Overview

MIRIA is a user-ferendly webserver that integrates statistics and visualization techniques, to facilitate comprehensive analysis of RNA editing sites data identified by other pipelines and software. The MIRIA provides several analysis functions, including RNA editing types statistic, genomic feature annotation, editing level statistic, editing sites distribution, tissue-specific analysis and conservation analysis.

Submit

Input File

MIRIA required user to upload a compressed file (.zip format) containing all RNA editing files of different mammals. The architecture of the zip file has two layers. The first layer contains all species folders (e.g., human, mouse, rat) and the second layer, inside each species folder, contains all RNA editing files of this species (e.g., tissue1.res, tissue2.res, tissue3.res) (Figure 1). The format of the single RNA editing file (.res) is listed below (Table 1).

Figure 1 Figure 1. The example input file of MIRIA

Chromosome Location (0 based) Location (1 Based) Type Supporting information Strand AD:DP
chr1 1266631 1266632 TC 3 - 5:9
chr1 1280297 1280298 AG 2 + 2:2

Table 1. The format of a single RNA editing file. Chromosome: Name of chromosome. Location (0/1 base): Position of the editing site in the chromosome. Type: Type of the identified editing site (e.g. AG means ’A-to-G’, etc.). Supporting information: Number of supporting reads for this editing site. Strand: Possible values are: ’.’, ’+’, and ’-’ which correspond to ’uncertain’, ’positive strand’, and ’negative strand’ respectively. AD:DP: Number of reads that has this editing site and the number of reads that cover this location. This file is the output file of RNA editing sites identification tool, SPRINT. Users need to convert other RNA editing sites file format to this format before uploading input file.

Data Uploading

Users can analyze their data by uploading their .zip input file in MIRIA analysis page (clicking ANALYSIS link in navigation bar)(Figure 2).

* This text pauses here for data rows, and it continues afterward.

PR #4200, opened 2022-10-01
Updated nomenclature for eth2 naming

julian-st:


tersec:
Should target the `unstable` branch; otherwise, looks good

PR #4207, opened 2022-10-03
deprecate /eth2/beacon_chain/req/beacon_blocks_by_{range,root}/1/

tersec:
For when https://github.com/ethereum/consensus-specs/pull/3014 is merged

This could wait until an actual consensus spec release, but doesn't have to, because as noted:
> There haven't been any phase0 blocks in mainnet or any of the still-supported testnets in [`MIN_EPOCHS_FOR_BLOCK_REQUESTS`](https://github.com/ethereum/consensus-specs/blob/dev/specs/phase0/p2p-interface.md#configuration) regardless, so the spec already technically supports not serving said blocks.

So it can be merged as soon as that spec PR is merged.


etan-status (approved):
Should we still do the rate limiting?

```nim
     peer.updateRequestQuota(blockByRangeLookupCost)
     peer.awaitNonNegativeRequestQuota()
```

tersec:
> Should we still do the rate limiting?
> 
> ```nim
>      peer.updateRequestQuota(blockByRangeLookupCost)
>      peer.awaitNonNegativeRequestQuota()
> ```

Sure, why not: https://github.com/status-im/nimbus-eth2/pull/4207/commits/f1960c8237690da9f45e0cb649e8d01fa0994293

Discourages use of it, since it's not entirely free.

beacon_chain/sync/sync_protocol.nim
```diff
@@ -274,142 +274,23 @@ p2pProtocol BeaconSync(version = 1,
...
-
-        await response.writeBytesSZ(uncompressedLen, bytes, []) # phase0
-        inc found
-
-    debug "Block root request done",
-      peer, roots = blockRoots.len, count, found
+    # https://github.com/tersec/consensus-specs/blob/deprecate-phase0-beacon-blocks-req-resp/specs/phase0/p2p-interface.md#beaconblocksbyroot
+    # `/eth2/beacon_chain/req/beacon_blocks_by_root/1/` is deprecated. Clients
+    # MAY respond with an empty list during the deprecation transition period.
+    discard
```
zah:
```suggestion
    peer.updateRequestQuota(blockByRootLookupCost)
    peer.awaitNonNegativeRequestQuota()
```

tersec:
https://github.com/ethereum/consensus-specs/pull/3014 was merged

tersec:
https://github.com/status-im/nimbus-eth2/pull/4378

PR #4225, opened 2022-10-06
Light client decrease min time between queries

KonradStaniec:
As it currently stands light client takes a bit long to start. Main reason is that currently not that many peers serve light client data (especially on testnets like goerli) and light client can't retrieve bootstrap. The other reason is that querying 2 random peers every 1min(at most) makes it pretty slow to cycle through all available peers.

Figure 2 Figure 2. Analaysis page of MIRIA

Paramaters

Job Status Checking

After analysis job submission, a job id will be assigned (Figure 3) and users can check their job status using this job id by clicking check you job status link in analysis page (Figure 4).

Figure 3 Figure 3: Assigned job id after analaysis job submission

Figure 4 Figure 4: Check job status link in analysis page

Result Availability

After the job completion, users can view the result by clicking “view result” link on check job status page (Figure 5).

Figure 5 Figure 5. View result link in check job status page

Example Result

The example result page can be accessed by clicking Example Result link in navigation bar.